WHAT IS BEING ASKED: Exactly the lines from the start of the data through the line containing "- Publish the" should be output, with both ends kept and nothing added.

Dataset entries:
#####

PR #1510, opened 2026-09-17
 The Lynx 4.0 blog post needs some adjustments to its structure. Let’…

toretto-wt:
…s take it down for now and republish it once the updates are ready

Change-Id: Ic1214ee048c0919edd9aa1c738618dfb8cd9414b

## Summary

- Remove the English and Chinese Lynx 4.0 blog posts.
- Remove both posts from blog navigation metadata.
- Allow republishing after structural updates.

## Verification

- No test results supplied.


Huxpro (commented):
Maintainer decision needed

This is a Codex-assisted review. The change is internally consistent and the exact-head CI/build passes, but merging it is a substantive publication decision rather than a clearly low-risk docs cleanup.

Evidence: the Lynx 4.0 post is currently published and discoverable in both the blog index and its public route; this PR deletes the EN/ZH pages and removes both navigation entries. A repository search finds no other `lynx-4-0` route/redirect reference, so the existing published URL would no longer be generated after merge.

Risk: this temporarily retracts a release announcement that has already been public since September 11, and existing external/indexed links can become 404s until the replacement lands.

Options: (1) intentionally unpublish it and accept the temporary 404; (2) remove it from blog navigation/latest-post surfaces but keep the route alive while restructuring; or (3) add a temporary redirect/tombstone and republish later.

Recommendation: prefer (2) if the goal is only to stop promoting the post while it is being edited; choose (1) only if the route itself is intentionally being retracted. I am not blocking the PR because the deletion may be deliberate, but I would not merge this Blog change without maintainer approval.

Please contact Huxpro in person for a second opinion before landing this.

PR #1511, opened 2026-09-17
Update for 4.0 blog main

toretto-wt:
- Publish the Lynx 4.0 release post in English and Chinese.
- Feature `lynx-4-0` first in both blog listings.
- Document AI Agent Skills, A2UI, OpenUI, ReactLynx APIs,
  unified debug metadata, foldable-device support, and CSS capabilities.
- Document open-source `<webview>` and `<blur-view>` elements and
  global Lynx memory queries.
- Include examples, platform limitations, configuration requirements,
  and 4.0.x upgrade guidance.
- No test results are provided.


Huxpro (changes requested):
Codex-assisted review.

Blocking compatibility mismatch in the new `<webview>` section: both locales first present `<webview>` as supported across Android, iOS, HarmonyOS, macOS, and Windows, then say users can either load a URL or provide an HTML string directly. The current API reference marks the `html` attribute Android/iOS/Harmony-only, and the compatibility data has `clay_windows` / `clay_macos` as unsupported, while `src` is supported on the desktop Clay targets. As written, the release post therefore implies that the HTML-string mode works on macOS/Windows when the site's own API contract says it does not.

Please scope the HTML-string statement/example to the platforms that support `html` (in both EN and ZH), or, if desktop support has actually landed, update the authoritative API/compatibility data atomically with evidence from the implementation. The exact-head CI/build is green, but those checks do not catch this platform-contract mismatch.

Because this is a Blog release, I am not merging it. Please contact Huxpro in person for a second opinion.

Huxpro:
Addressed the platform compatibility feedback in 18667f53. Both English and Chinese posts now state that URL loading is available across the listed supported platforms, while direct HTML-string loading through the html attribute is limited to Android, iOS, and HarmonyOS. The HTML example headings and introductions carry the same scope. I also synced the branch with the latest main and kept the blog indexes in publication-date order. Full prepare and production build pass. Leaving the review state and conversation resolution to the reviewer.

Huxpro (approved):
Reviewed exact head 18667f5390de6ad811bad1ea8a9586a8052f0d53. The previous webview compatibility blocker is resolved in both locales; the release-post API links and compatibility claims checked here align with the current docs/compat data, and exact-head CI plus the deploy preview are green. Approving the content technically; because this is a Blog/release post, it still requires maintainer approval before merge.

PR #1525, opened 2026-09-19
docs: describe the Lynx build with Rsbuild and pluginLynx

upupming:
Describes the Lynx build in terms of Rsbuild and `pluginLynx` instead of Rspeedy, and moves the section from `/rspeedy/` to `/build/`.

- New guide: **pluginLynx and Rspeedy** — what each is, what differs, which to pick.
- Config snippets use `rsbuild.config.ts`, `defineConfig` from `@rsbuild/core`, `@rsbuild/core/types` and `npx rsbuild <command>`. Lynx-only options (`output.filename.bundle`, `performance.profile`) move into `pluginLynx({ ... })`.
- Pages Rsbuild already documents (styling, assets, resolve, plugin, build-profiling, use-rsdoctor) are dropped; their sidebar entries link to rsbuild.rs and the old paths redirect there. Tailwind CSS keeps its own page for `@lynx-js/tailwind-preset`; TypeScript keeps the Lynx type extensions.
- `cli` and `upgrade` move to lynx-stack.dev (lynx-family/lynx-stack#3996).
- `/rspeedy/*` redirects to `/build/*`.

## Summary

- Move Lynx build documentation from `/rspeedy/` to `/build/`.
- Document Rsbuild, `pluginLynx`, setup choices, and configuration examples.
- Preserve Lynx-specific Tailwind CSS and TypeScript guidance.
- Link shared Rsbuild topics to `rsbuild.rs`.
- Move CLI and upgrade guidance to `lynx-stack.dev`.
- Add redirects for legacy `/rspeedy/*` routes.
- Update navigation, route configuration, feature cards, blog links,
  and Open Graph metadata to use `build`.
- Add Lynx Bundle documentation and correct documented output trees.
- Remove default `environments: { lynx: {} }` examples from code-splitting
  documentation.
- Keep Rspeedy API references where they remain required.

## Verification

- No test results are provided.
- Review finding counts are unavailable.

PR #1485, opened 2026-09-14
docs: sync the API reference from lynx-stack

upupming:
Syncs the API reference pages (`api/config`, `api/react`, `api/genui`, `api/packages`) from lynx-stack (lynx-family/lynx-stack#3938) instead of generating them here, and redirects the old `/api/*`, `/rspeedy/{config,plugins,api}` and `/plugins` URLs.

- `scripts/sync-lynx-stack-docs.mjs` copies the directories listed in `scripts/lynx-stack-docs-dirs.txt`. Every package keeps its page, but the sidebar lists only the packages in `shown-packages.json` from lynx-stack.
- Until `@lynx-js/lynx-stack-docs` is published, the dependency is pinned to the pkg.pr.new build of lynx-stack#3938.

## What changes for a reader

The pages are generated by TypeDoc 0.28 with typedoc-plugin-markdown 4.12 instead of TypeDoc 0.26 / API Extractor, so some rendering differs from the reference on lynxjs.org today.

More than before:

- Every public package of Lynx Stack has a page (46 instead of 8), each with npm, source and changelog links.
- A configuration reference (`api/config`) grouped by where an option comes from: added by `pluginLynx`, an Rsbuild option whose default Lynx changes, `lynx.config.ts` only, or pass-through to Rsbuild.
- Every symbol links to its source on GitHub.
- ReactLynx is grouped into Hooks, Components, Functions and Types instead of one flat alphabetical list, with the directives, macros, global events and import attributes pages above them.
- `useErrorBoundary`, `Children`, `markFirstScreenSyncReady`, `CloneElement`, `CreateElement` and `ReactLynxChildren` are documented for the first time.

Rendering that the toolchain changed, and this PR accepts:

- Overloads and constructors are headed `Call Signature` and `Constructor` instead of repeating the name.
- A function-typed property no longer carries `()` in its heading.
- The source of a symbol is a line under its signature instead of a `Defined in` section at the end.
- `Inherited from` renders as a code block.
- `@alpha` and `@beta` render as a tag instead of the API Extractor warning paragraph.
- Every exported symbol has its own page, so a package is a directory instead of one long page.

## Sidebar

- A package lists what you call - classes, functions, variables, namespaces - with no kind directory in between. The types they refer to are reached from the pages that use them.
- The section is `Build`, holding `Config` and `Plugins and tools`. Every directory starts collapsed.
[...]

Issue #1320, opened 2026-08-18
fix(docs): preserve lynx-ui aliases across versioned website routes


f0rdream:
## Background

The current and `next` lynx-ui routes work at `/ui`, and unversioned `/lynx-ui` aliases redirect correctly. Historical deployments use different route names, however:

- 3.8 serves `/3.8/lynx-ui/*`; `/3.8/ui/*` currently returns 404.
- 3.9 serves `/3.9/ui/*`; `/3.9/lynx-ui/*` currently loses the version by redirecting to unversioned `/ui/*`.
- Versions 3.4 through 3.7 predate the website-hosted lynx-ui docs and have neither route.

This is separate from #1310 because it concerns historical version routing and production-layer behavior.

## Scope

- Redirect `/3.8/ui/*` to `/3.8/lynx-ui/*`, preserving locale and path.
- Redirect `/3.9/lynx-ui/*` to `/3.9/ui/*`, preserving locale and path.
- Cover English and Chinese, bare roots, `.html`, `.md`, query strings, and fragments.
- Retain current unversioned and `/next` redirect behavior.
- Add a route-contract CI check for canonical and compatibility mappings.
- Apply the change at the production routing layer or backport it to the relevant release deployments; changing only `main` is insufficient if historical artifacts own those paths.

## Acceptance criteria

- Current, `next`, 3.8, and 3.9 route matrices all resolve or redirect to the correct version-local content.
- No compatibility redirect silently changes the selected documentation version.
- CI detects removal or regression of any required mapping.

PR #1530, opened 2026-09-20
docs: describe the Lynx build with Rsbuild and pluginLynx

upupming:
Describes the Lynx build in terms of Rsbuild and `pluginLynx` instead of Rspeedy, and moves the section from `/rspeedy/` to `/build/`.

- New guide: **pluginLynx and Rspeedy** — what each is, what differs, which to pick.
- Config snippets use `rsbuild.config.ts`, `defineConfig` from `@rsbuild/core`, `@rsbuild/core/types` and `npx rsbuild <command>`. Lynx-only options (`output.filename.bundle`, `performance.profile`) move into `pluginLynx({ ... })`.
- Pages Rsbuild already documents (styling, assets, resolve, plugin, build-profiling, use-rsdoctor) are dropped; their sidebar entries link to rsbuild.rs and the old paths redirect there. Tailwind CSS keeps its own page for `@lynx-js/tailwind-preset`; TypeScript keeps the Lynx type extensions.
- `cli` and `upgrade` move to lynx-stack.dev (lynx-family/lynx-stack#3996).
- `/rspeedy/*` redirects to `/build/*`.

## Summary

- Move Lynx build documentation from `/rspeedy/` to `/build/`.
- Document Rsbuild, `pluginLynx`, setup choices, and configuration examples.
- Preserve Lynx-specific Tailwind CSS and TypeScript guidance.
- Link shared Rsbuild topics to `rsbuild.rs`.
- Move CLI and upgrade guidance to `lynx-stack.dev`.
- Add redirects for legacy `/rspeedy/*` routes.
- Update navigation, route configuration, feature cards, blog links,
  and Open Graph metadata to use `build`.
- Add Lynx Bundle documentation and correct documented output trees.
- Remove default `environments: { lynx: {} }` examples from code-splitting
  documentation.
- Keep Rspeedy API references where they remain required.

## Verification

- No test results are provided.
- Review finding counts are unavailable.

Supersedes #1525, recreated from a branch in this repository so the stack can include it.


Huxpro (dismissed):
Codex-assisted review on exact head `2aa2e4cff02c89523992d25ca662dd1f44ac69eb`.

Requesting changes for two concrete compatibility regressions that remain on the latest head:

1. **The recommended plain-Rsbuild example currently depends on unreleased behavior.** The guide recommends Rsbuild + `pluginLynx` and shows `pluginReactLynx()` without an explicit `environments: { lynx: {} }`. However, the currently released `@lynx-js/rsbuild-plugin` line is still `0.1.2`, while lynx-stack#3954 explicitly documents that, without `environments`, Rsbuild falls back to the `web` environment and Lynx-specific behavior is skipped. The fix is still represented by an unconsumed patch changeset on lynx-stack `main`. Please either restore the explicit Lynx environment / add a precise minimum-version caveat until the patch is published, or land this after the corresponding package release and verify the published version.

2. **Preserve the old public API routes.** This PR moves the generated API tree from `/api/rspeedy/*` to `/api/build/*`; the latest commit correctly updates internal references, but there are still no compatibility redirects for the old `/api/rspeedy/*` URLs. Since the old API directory is removed, existing bookmarks and external links will 404. Please add redirects for the old API namespace, including the applicable locale/version-prefixed forms, and validate the route contract.

Exact-head CI is green, including the full build, so these are public documentation/package-compatibility and route-compatibility defects outside the current checks.

Please contact Huxpro in person for a second opinion.

upupming:
@Huxpro For 1, We will release it soon alongside this Docs PR

i18n.json
```diff
@@ -239,10 +239,6 @@
     "en": "ReactLynx",
     "zh": "ReactLynx"
   },
-  "nav.rspeedy": {
```
Dugyu, line 242: Let's add `nav.build`?

Dugyu (changes requested):
Request changes to block accidental merge by automated agents.

netlify.toml
Dugyu, line 1: For redirect contract, could we also make it explicitly version-aware? Since the current stable site corresponds to `4.1`, while main is published under `/next`:

- `/next/rspeedy/*` may redirect to the corresponding `/next/build/*` routes.
- Unversioned `/rspeedy/*` should redirect to `/build/*` when this documentation becomes the stable version.
- /`4.1/rspeedy/* `and earlier versioned routes should continue serving their version-local Rspeedy documentation.
- Legacy pages should redirect to `/build/*` only when the content remains semantically equivalent; otherwise they should point to the canonical Rspeedy documentation or a dedicated migration guide.

docs/en/build/tools.md
Dugyu, line 1: The new “Rsbuild and Rspeedy” page provides a clear conceptual comparison and selection guide. Could we also provide an explicit migration path for existing Rspeedy projects, either as a section on this page or as a dedicated guide linked from it?

A migration section could cover:
- dependency and `package.json` script changes (`rspeedy` → `rsbuild`)
- `lynx.config.ts` → `rsbuild.config.ts` and the new defineConfig import
- `source.entry` string → object form
- moving Lynx-specific options into `pluginLynx({ ... })`, such as `output`
- TypeScript client types
- behavioral/default differences and minimum supported versions
- a complete before/after example and verification steps

The existing `rspeedy/upgrade` target upgrades dependencies within Rspeedy, so it does not cover this Rspeedy → Rsbuild transition.

Dugyu (commented):
The `/rspeedy` → `/build` transition is clear for new users, but existing Rspeedy users may lose their path forward. I left two comments about preserving that continuity:

1. Provide an explicit Rspeedy → Rsbuild migration guide for existing projects.
2. Keep redirects version-aware, following the existing `lynx-ui` precedent, so older versions retain their version-local Rspeedy docs.

Huxpro (dismissed):
Codex-assisted review on exact head `2aa2e4cff02c89523992d25ca662dd1f44ac69eb`.

Requesting changes for two concrete defects that remain after re-validating the current head:

1. **The recommended plain-Rsbuild example still depends on unreleased behavior.** `docs/en/build/tools.md` recommends Rsbuild + `pluginLynx` and shows `pluginReactLynx()` without an explicit `environments: { lynx: {} }`. Upstream lynx-stack#3954 documents that, without `environments`, Rsbuild otherwise falls back to the `web` environment and Lynx-specific behavior is skipped. That fix is merged upstream, but `@lynx-js/rsbuild-plugin` is still version `0.1.2` on current `lynx-stack/main`, so the documentation is ahead of the released package contract. Please either restore the explicit Lynx environment / add an exact minimum-version caveat until the patched package is released, or land this after the corresponding release and verify the published version.

2. **The scheduled API regeneration path was not migrated with the API namespace.** This PR moves the checked-in generated reference from `docs/{en,zh}/api/rspeedy/*` to `docs/{en,zh}/api/build/*`, but `.github/workflows/update-api-docs.yml` still runs `scripts/update-api-docs.sh`, and that script still calls `sync_api_extractor_docs "rspeedy" "rspeedy" "true"`. After this PR lands, the daily regeneration workflow will therefore recreate/update `docs/{en,zh}/api/rspeedy/*` instead of the new `api/build` tree, causing the generated reference to diverge immediately. Please migrate the generator target (and its workflow/docs wording) to the new namespace and validate a regeneration against the current head.

I rechecked the old-route concern from my previous review and dismissed that review: `netlify.toml` already contains the `/api/rspeedy/*` → `/api/build/:splat` redirects for the unversioned, zh, `/next`, and `/next/zh` forms, so that is not a blocker.

Exact-head CI is green, but the normal PR CI does not execute the scheduled cross-repo API regeneration workflow, so it does not catch item 2.

Please contact Huxpro in person for a second opinion.

Huxpro (changes requested):
Codex-assisted review on exact head `4bfa7a72914386f047e98d256cf59623e6df0579`.

The previous API-regeneration blocker is fixed by `797c1cce`: the scheduled generator now syncs the Rspeedy API output into `api/build`, and the workflow/CODEOWNERS wording moved with it.

One concrete compatibility blocker remains: the recommended plain-Rsbuild configuration still relies on behavior that has not shipped in the stable package line. The page recommends Rsbuild + `pluginLynx` and shows `pluginReactLynx()` without an explicit `environments: { lynx: {} }`; the new migration section sends existing users down the same path. Upstream lynx-stack#3954 explicitly fixes the pre-release behavior where omitting `environments` makes Rsbuild fall back to the `web` environment and skips Lynx-specific behavior. That fix has a patch changeset for `@lynx-js/rsbuild-plugin`, but current `lynx-stack/main` still reports `@lynx-js/rsbuild-plugin` as `0.1.2`, so the docs are still ahead of the stable package contract.

Please either keep the explicit Lynx environment / document the exact minimum released version that contains #3954, or land this only after the patched package is published and verify the published version. Until then, copying the recommended example with the stable package can produce the wrong environment.

Please contact Huxpro in person for a second opinion.

i18n.json
upupming: `nav.rspeedy` had no consumers: on `main`, `git grep nav.rspeedy` matches only `i18n.json` itself, and the same holds for every other `nav.*` key (`nav.advanced`, `nav.guides`, `nav.react`, …). The subsite label comes from `shared-route-config.ts`, which this PR already updates — `{ value: 'build', label: 'Build', description: 'Build Tool for Lynx', descriptionZh: 'Lynx 构建工具' }`.

So `nav.build` would only add a second dead key. Left it out, but happy to add it if you'd rather keep the set symmetric.

netlify.toml
upupming: All four forms are covered for both namespaces: `/rspeedy/*`, `/zh/rspeedy/*`, `/next/rspeedy/*`, `/next/zh/rspeedy/*` → `/build/:splat`, and the same four for `/api/rspeedy/*` → `/api/build/:splat`. `/next/*` works on this deploy preview today, and the unversioned form takes effect when this becomes stable — exactly the two cases you list.

Versioned prefixes aren't served from `main`'s `netlify.toml`; they come from the release deploys, which already fold into the unversioned form. `https://lynxjs.org/4.1/rspeedy/index.html` 301s to `/rspeedy/index.html` right now, so once this lands the browser chains on to `/build/index.html`. No extra rule needed here.

docs/en/build/tools.md
upupming: Added, as a **Migrating an Rspeedy project** section at the end of `docs/{en,zh}/build/tools.md` (4bfa7a7): dependency swap, the CLI mapping, `lynx.config.ts` → `rsbuild.config.ts`, and the `tsconfig.json` `types` change — plus the two that actually bite, `source.entry`/`output.filename` needing the object form, and `output.filename.bundle`/`performance.profile` being Rspeedy config keys that have to move into `pluginLynx({ ... })`.

upupming:
Item 2 was real, thanks. `scripts/update-api-docs.sh` still ran `sync_api_extractor_docs "rspeedy" "rspeedy" "true"`, so the daily workflow would have recreated `docs/{en,zh}/api/rspeedy/*` right after this landed. Fixed in 797c1cc — the sync target is now `build`, with `.github/workflows/update-api-docs.yml` and the `/docs/**/api/rspeedy/` entry in `.github/CODEOWNERS` following it. `target` is that script's only path coupling, so nothing else needed to move.

On item 1: `@lynx-js/rsbuild-plugin` will be released with lynx-stack#3954, which makes `lynx` the default environment. Leaving the examples as they are.

Dugyu:
Three compatiability layers are still needed:

### 1. **Rspress client-side redirects**

The `/rspeedy/*` → `/build/*` redirects currently exist only in `netlify.toml`. They cover direct requests and page refreshes, but not SPA navigation intercepted by the Rspress router. Equivalent `pluginClientRedirects` rules are needed for SPA navigation and non-Netlify deployments (e.g., lynx-website inhouse, which won't pick any rules from netlify.toml).

Related PR: #1154

### 2. **Version-local reverse aliases**

The version switcher preserves the current page path and only replaces the version prefix:

```text
/next/build/output
→ select 3.9
→ /3.9/build/output
```

However, 3.9 published this section under `/rspeedy`, so the actual historical route is:

```text
/3.9/rspeedy/output
```

The production routing layer should therefore provide **reverse** aliases such as:

```text
/3.9/build/* → /3.9/rspeedy/*
/4.0/build/* → /4.0/rspeedy/*
/4.1/build/* → /4.1/rspeedy/*
```

Imagine when you are on the `/next/build`, then switches to `/4.0/build` by clicking the version switcher dropdown menu, suddenly the page becomes blank, as historical version cannot recognize `/4.0/build/*`. 

Since historical deployments could not have anticipated the future `/build` name, these aliases must be handled by the **current** shared Netlify routing layer **before requests reach the historical artifacts**.

This follows the precedent established by [issue #1320](https://github.com/lynx-family/lynx-website/issues/1320): route names may be translated, but the selected documentation version must remain unchanged. New pages without historical equivalents may also need explicit fallbacks to that version’s Rspeedy landing page. 

Related PR: #1321 

### 3. **Legacy subsite recognition**

PR #1160 made the `ui` subsite recognize both `ui` and its legacy `lynx-ui` segment. The same compatibility should be considered here so the `build` subsite recognizes both `build` and `rspeedy`.

This is a subtler compatibility layer. It does not perform the redirect itself, it ensures that an old `/rspeedy/*` pathname is still classified as the Build subsite and receives the correct `data-subsite="build"` theme while the client-side redirect is **being processed**.

docs/en/build/tools.md
Dugyu: Thanks! You're right about the Netlify routes. I realize I left my previous comment on `netlify.toml`, which mixed up the two deployment layers and made my concern unclear. Sorry for the confusion.

Detailed explanation has been attached to the end of this PR thread.

i18n.json
Dugyu: Although neither key currently drives the OSS navigation, and I also found no references to `nav.rspeedy` on the downstream `main` branch, `i18n.json` is shared with downstream overlays. Would it make sense to keep `nav.rspeedy` while adding `nav.build` as a low-cost compatibility measure during the transition?

I tend to view `i18n.json` as a shared translation dictionary, or a lightweight semantic contract, rather than only an inventory of strings currently rendered by the OSS site.

Huxpro (changes requested):
Codex-assisted review on exact head `bf706e3fa755bcdd7af0bd54706b51fa3e805159`.

The two latest commits correctly address the recent version-local routing and downstream-overlay feedback: historical `/build/*` paths now reverse-map to each release's `/rspeedy/*` namespace, and `i18n.json` preserves `nav.rspeedy` while adding `nav.build`.

One concrete route-compatibility defect remains in the rename itself. The `/rspeedy/*` → `/build/*` compatibility currently exists only in `netlify.toml`. `rspress.config.ts` already documents the repository's intended dual-layer contract for the previous `/lynx-ui` → `/ui` rename: Netlify handles server-side hits, while `pluginClientRedirects` keeps legacy links working for SPA-side navigation and hosts that do not consume Netlify rules. This PR does not add the equivalent client redirects for `/rspeedy` (EN/ZH), so old Rspeedy links can still fail when navigation is handled by Rspress or on non-Netlify consumers even though direct production requests redirect correctly.

Please add the equivalent `pluginClientRedirects` rules for the legacy Rspeedy namespace (including the localized form) and focused coverage for that client-side/non-Netlify contract. Exact-head CI is green, but the configured route-contract step is still the lynx-ui check and does not validate this new rename path.

I am not repeating the separately tracked published-package compatibility finding in this review.

Please contact Huxpro in person for a second opinion.

upupming:
Thanks for the detailed write-up. 2 and 3 were real; 1 belongs elsewhere.

**1. Client redirects.** The downstream deployment carries its own `rspress.config.ts` with its own `pluginClientRedirects` list and does not inherit this repo's plugin configuration, so rules added here would never reach it — we'll make that change on the internal site separately. For lynxjs.org itself, no page in this PR links to `/rspeedy/*` or `/api/rspeedy/*` any more (0 matches across `docs/` and `theme/`), so there is no in-site navigation left for the router to intercept; every remaining entry point — bookmarks, search results, links from other sites, including the `/next/rspeedy/*` form — is a hard navigation that `netlify.toml` already answers. Not doing it in this PR.

**2. Version-local reverse aliases.** Confirmed and fixed in b48ba39. `https://lynxjs.org/3.9/build/output.html` is a 404 today, exactly the blank page you describe, and every release branch from 3.4 to 4.2 publishes this section under `/rspeedy`. Following the `/3.8/ui` → `/3.8/lynx-ui` precedent, `netlify.toml` now maps `/{4.1,4.0,3.9,3.8,3.7,3.6,3.5,3.4}` (and their `/zh` forms) `/build` and `/build/*` onto the matching `/rspeedy` route — 32 rules, no duplicate `from` in the file.

**3. Legacy subsite recognition.** Done in #1485. The hard-coded `ui`/`lynx-ui` pair in `shared-subsite-routes.ts` is now a `LEGACY_SEGMENTS` map with `build: 'rspeedy'` added, so an old `/rspeedy/*` pathname still classifies as the Build subsite and keeps its theme while a redirect is being processed. Covered by a test.

i18n.json
upupming: Fair enough — treating it as a shared dictionary rather than an inventory of rendered strings makes sense for a downstream overlay. `nav.rspeedy` is restored and `nav.build` added alongside it in bf706e3.

Huxpro (dismissed):
Codex-assisted review on exact head `6fc18412ca128c70ed043c685a18495d9690eb91`.

The latest merge-from-main leaves the configured PR CI failing at `Validate → Format Check`; because that step fails, the compatibility-data checks and production Build are skipped. This is a concrete failed acceptance criterion on the current head, so it is not safe to merge yet. Please apply the formatting fix indicated by CI and rerun the configured checks through Build.

I am not repeating older compatibility or route findings in this review.

Please contact Huxpro in person for a second opinion.

Issue #133, opened 2017-08-05
Extract cross product operation


mbattifarano:
The cross product of two points is implemented inline in several places. We should implement a cross product method directly on `Point`.

See also: https://github.com/georust/rust-geo/pull/132#discussion_r131529789

frewsxcv:
here are the two implementations which could be put on `Point`:

* https://github.com/georust/rust-geo/blob/523ac0393744d5216ae525188678691abfb7c9a4/src/algorithm/extremes.rs#L70-L76
* https://github.com/georust/rust-geo/blob/523ac0393744d5216ae525188678691abfb7c9a4/src/algorithm/convexhull.rs#L38-L56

#####

ANSWER TO THE PROBLEM:
PR #1510, opened 2026-09-17
 The Lynx 4.0 blog post needs some adjustments to its structure. Let’…

toretto-wt:
…s take it down for now and republish it once the updates are ready

Change-Id: Ic1214ee048c0919edd9aa1c738618dfb8cd9414b

## Summary

- Remove the English and Chinese Lynx 4.0 blog posts.
- Remove both posts from blog navigation metadata.
- Allow republishing after structural updates.

## Verification

- No test results supplied.


Huxpro (commented):
Maintainer decision needed

This is a Codex-assisted review. The change is internally consistent and the exact-head CI/build passes, but merging it is a substantive publication decision rather than a clearly low-risk docs cleanup.

Evidence: the Lynx 4.0 post is currently published and discoverable in both the blog index and its public route; this PR deletes the EN/ZH pages and removes both navigation entries. A repository search finds no other `lynx-4-0` route/redirect reference, so the existing published URL would no longer be generated after merge.

Risk: this temporarily retracts a release announcement that has already been public since September 11, and existing external/indexed links can become 404s until the replacement lands.

Options: (1) intentionally unpublish it and accept the temporary 404; (2) remove it from blog navigation/latest-post surfaces but keep the route alive while restructuring; or (3) add a temporary redirect/tombstone and republish later.

Recommendation: prefer (2) if the goal is only to stop promoting the post while it is being edited; choose (1) only if the route itself is intentionally being retracted. I am not blocking the PR because the deletion may be deliberate, but I would not merge this Blog change without maintainer approval.

Please contact Huxpro in person for a second opinion before landing this.

PR #1511, opened 2026-09-17
Update for 4.0 blog main

toretto-wt:
- Publish the Lynx 4.0 release post in English and Chinese.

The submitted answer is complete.